FizzBuzz Test: 5.8K Tokens vs. 7.6K

To make the comparison concrete, Jo uses GitHub Copilot CLI instead of Claude Code and asks it to implement FizzBuzz in small iterative steps. In caveman mode the run uses about 5.8K tokens; without that terse system instruction it climbs to 7.6K, which is enough for him to say, yes, this silly trick “absolutely does” work.

RTK: A Birthday Gift That Hooks the Agent Pipeline

The second technique comes from his colleague Kristoff, who pointed him to RTK, the “Rust Token Killer.” RTK plugs into coding agents through hooks — scripts that fire on lifecycle events like tool calls or completion — so when the agent runs git, tests, Python, or pip, RTK intercepts the output and compresses the noisy parts before the model sees them.

The Real Magic Is Shrinking Tool Chatter Like git log

Jo shows the core problem with a command like git log: every verbose line gets shoved into the LLM context. RTK rewrites those commands by prefixing them through its binary, producing output that is functionally equivalent but dramatically more compact — and if your favorite CLI tool isn’t supported yet, he says it only takes a few minutes to configure.

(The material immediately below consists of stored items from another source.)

PR #618, opened 2019-05-16
Disabling Registration

ChazUK:


ChazUK:
[Stop registrations in ASC-WDS](https://trello.com/c/d2NzIrSg/56-stop-registrations-in-asc-wds)

PR #621, opened 2019-05-21
fix alignment issues

omarCreativeDev:
- display block is needed on the angular component tags otherwise firefox and internet explorer show a weird space between the list number and the component


omarCreativeDev:
[Look of Bulk upload page not as per design](https://trello.com/c/YIvQOsET/64-look-of-bulk-upload-page-not-as-per-design)

PR #623, opened 2019-05-22
bugfix | bulk upload | alignment issues

omarCreativeDev:
- second attempt at fixing this but this time a cross browser solution that works in IE, firefox and chrome and no more alignment issues.
- gds classes such as `govuk-grid-row` and column width classes was the root cause for the `<ol>` list to not line up its inner content properly. so have simplified the markup


omarCreativeDev:
[Look of Bulk upload page not as per design](https://trello.com/c/YIvQOsET/64-look-of-bulk-upload-page-not-as-per-design)

PR #624, opened 2019-05-22
Bugfix/bulk upload file types

omarCreativeDev:
- created `FileUpload` interface that extends `File` interface and additionally stores file extension
- fixed bug where file types were not correctly validated
- some updates to markup to match design
- only show error summary if form has been submitted
- prettify files


omarCreativeDev:
[Bulk upload : Choose files - Gives error if .zip or .csv files are selected](https://trello.com/c/uGgc3I0s/70-bulk-upload-choose-files-gives-error-if-zip-or-csv-files-are-selected)

PR #625, opened 2019-05-22
make IE11 show validation errors

omarCreativeDev:
- clear sync validators for fileUpload when files are cleared
- use a timeout when setting sync validators for file upload to fix validation for IE11

### DIFF
--- a/src/app/shared/validators/custom-form-validators.ts
+++ b/src/app/shared/validators/custom-form-validators.ts
@@ -60,7 +60,8 @@ export class CustomValidators extends Validators {
     });
 
     if (Object.keys(errors).length) {
-      return fileUpload.setErrors(errors);
+      // timeout needed for IE11
+      setTimeout(() => fileUpload.setErrors(errors));
     }
 
     return null;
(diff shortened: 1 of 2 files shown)


omarCreativeDev:
[Bulk upload : Choose files - No error messages shown in IE11](https://trello.com/c/rwVOdUfH/69-bulk-upload-choose-files-no-error-messages-shown-in-ie11)

src/app/shared/validators/custom-form-validators.ts
```diff
@@ -60,7 +60,8 @@ export class CustomValidators extends Validators {
     });
 
     if (Object.keys(errors).length) {
-      return fileUpload.setErrors(errors);
+      // timeout needed for IE11
+      setTimeout(() => fileUpload.setErrors(errors));
```
wozzer72: What is the timeout value if no timeout specified?

Also, if this is an IE11 workaround, isn't there an Angular helper that supports browser detection? I'm doubting this is the first, and it won't be the last workaround for IE11.

https://stackoverflow.com/questions/48182912/how-to-detect-browser-with-angular

omarCreativeDev: the timeout duration is optional and if not specified is 0.

I dont feel we need to detect the browser type, as the `setTimeout` solution works on modern browsers too. Generally speaking modern javascript features that are not supported would be fixed by adding polyfills but setTimeout is pretty old skool

wozzer72: Happy with that then.

PR #626, opened 2019-05-22
bugfix | remove local authorities extra row

omarCreativeDev:
- removed `this.addLocalAuthority();` which was ultimately trying to create an authority without a custodianCode and therefore displaying a select dropdown with no authority selected
- remove empty sass file and its reference
- alphabetised imports

### DIFF
--- a/src/app/features/workplace/data-sharing-with-local-authorities/data-sharing-with-local-authorities.component.ts
+++ b/src/app/features/workplace/data-sharing-with-local-authorities/data-sharing-with-local-authorities.component.ts
@@ -1,14 +1,13 @@
-import { Component } from '@angular/core';
-import { FormArray, FormBuilder, FormGroup } from '@angular/forms';
-import { Router } from '@angular/router';
-import { DataSharingOptions } from '@core/model/data-sharing.model';
 import { BackService } from '@core/services/back.service';
+import { Component } from '@angular/core';
+import { DataSharingOptions } from '@core/model/data-sharing.model';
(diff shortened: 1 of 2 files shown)


omarCreativeDev:
[Sharing with LAs: Superfluous entry row is display when page is accessed](https://trello.com/c/byJmTRxA/66-sharing-with-las-superfluous-entry-row-is-display-when-page-is-accessed)

src/app/features/workplace/data-sharing-with-local-authorities/data-sharing-with-local-authorities.component.ts
```diff
@@ -69,8 +68,6 @@ export class DataSharingWithLocalAuthoritiesComponent extends Question {
       }
     });
 
-    this.addLocalAuthority();
```
wozzer72: Is this not creating an initial empty value in the list, so when the list is displayed it automatically says "Select Local Authority" sort of thing?

omarCreativeDev: this is responsible for an extra dropdown selectbox which never gets populated. There is a dedicated `Add authority` button which works as expected in order to create a select box

wozzer72: image

Confirmation received from Rich Rees that the dropdown is to be removed (was previously intentional within UI design.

Real Workflow Test: 19.1K Down to 12K

For the serious benchmark, he switches from toy examples to the way he actually works now: giving an agent a fairly complete backend story in a sizable e-shop codebase with acceptance criteria and tests. Without RTK, one sub-agent fills the message window to about 19,100 tokens; with RTK, that drops to roughly 12,000, which he calls an “impressive drop” and an obvious addition to his setup.

Final Numbers, With a Bit of Healthy Humility

Jo closes by stressing these are experiments, not a full-blown eval — he only ran them a few times because, again, he doesn’t want to “boil the oceans” for a YouTube video. Still, the takeaway is crisp: caveman mode cut output tokens by about 24% on FizzBuzz, RTK cut token use by almost 40% in a realistic backend scenario, and he’s now sold on both.